A volte piuttosto che uno spostamento si nota una riduzione dei furti superiore alle attese e al raggio di azione dell’intervento preventivo. Ciò potrebbe derivare dal fatto che i ladri sono consapevoli dell’introduzione delle nuove misure preventive, ma non sono sicuri della loro portata. Ciò potrebbe indurli a supporre che la misura sia stata applicata su un territorio più ampio di quanto è effettivamente avvenuto e che lo sforzo richiesto per commettere il reato o i possibili rischi associati siano aumentati più di quanto lo siano nella realtà.

La diffusione dei benefici può accrescere di molto l’efficacia pratica della prevenzione situazionale. Bisogna sapere però come rafforzarla. Un tipico esempio è la posa strategica dei cartelli segnalatori dell’attività del Controllo del Vicinato. Bisogna usare un po’ di buon senso. Tutti vorrebbero il proprio cartello nella propria via ma, ovviamente, questo non è né economico né sensato. Se si indicano con troppa precisione le vie in cui sono attivi i gruppi Controllo del Vicinato, si fa un favore ai ladri indicando esattamente l’area in cui non potrà operare senza rischi aggiuntivi. Il ladro, semplicemente, si sposterà in un’altra zona in cui è certo che non è presente il Controllo del Vicinato o che presenta meno rischi. La cosa migliore sarebbe piazzare i cartelli dove sono molto visibili, vicini alle aree in cui il Controllo del Vicinato è attivo, ma lasciando un margine di dubbio al ladro. Non indicare con precisione i luoghi del Controllo del Vicinato permette di estendere virtualmente l’area che il ladro considera “a rischio” a una zona più grande di quella che è in realtà, portando un vantaggio anche a quelle zone in cui il Controllo del Vicinato non è attivo.
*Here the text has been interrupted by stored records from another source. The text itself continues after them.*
PR #43, opened 2021-07-28
Extract Reader from Scanner

kpodsiad:


src/main/scala/org/virtuslab/yaml/internal/load/reader/Tokenizer.scala
```diff
@@ -260,41 +262,27 @@ private[yaml] class YamlReader(in: CharSequence) extends Reader {
...
     indent = 0
-    while (peek() == Some(' ') && indent < indentBlock) {
+    while (in.peek() == Some(' ') && indent < indentBlock) {
       indent += 1
-      skipCharacter()
+      in.skipCharacter()
     }
 
+  private def skipComment(): Unit =
+    while !(in.peek() == Some('\n') || in.peek() == Some('\r')) do in.skipCharacter()
```
lwronski, line 287: I think, that we should move this logic to new method `in.isNextNewLine`

lwronski (approved):
LGTN

src/main/scala/org/virtuslab/yaml/internal/load/reader/Tokenizer.scala
kpodsiad: I agree. What's more `\r\n` are two characters and we are skipping only one :/
I'll leave it as is because it needs more refactoring than just `in.isNextNewLine`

La pubblicità può essere uno strumento importante. Pubblicizzare ampiamente l'esistenza delle misure preventive (senza essere troppo specifici), i furti sventati e gli arresti fa parte della strategia. Si devono trovare sempre nuovi modi per tenere alta l’incertezza dei ladri sul rischio di essere arrestati (Controllo del Vicinato) o sullo sforzo aggiuntivo (Rafforzamento del bersaglio) necessario per continuare a rubare.

Nella valutazione generale dell’efficacia del programma di Controllo del Vicinato bisogna considerare quindi anche la diffusione dei benefici. Se non si considera la correlazione tra quest'ultima e le misure preventive, si corre il rischio di mettere in dubbio l’efficacia delle misure preventive stesse, perché i furti si sono ridotti oltre le attese e in luoghi diversi da quelli interessati dall’intervento di prevenzione.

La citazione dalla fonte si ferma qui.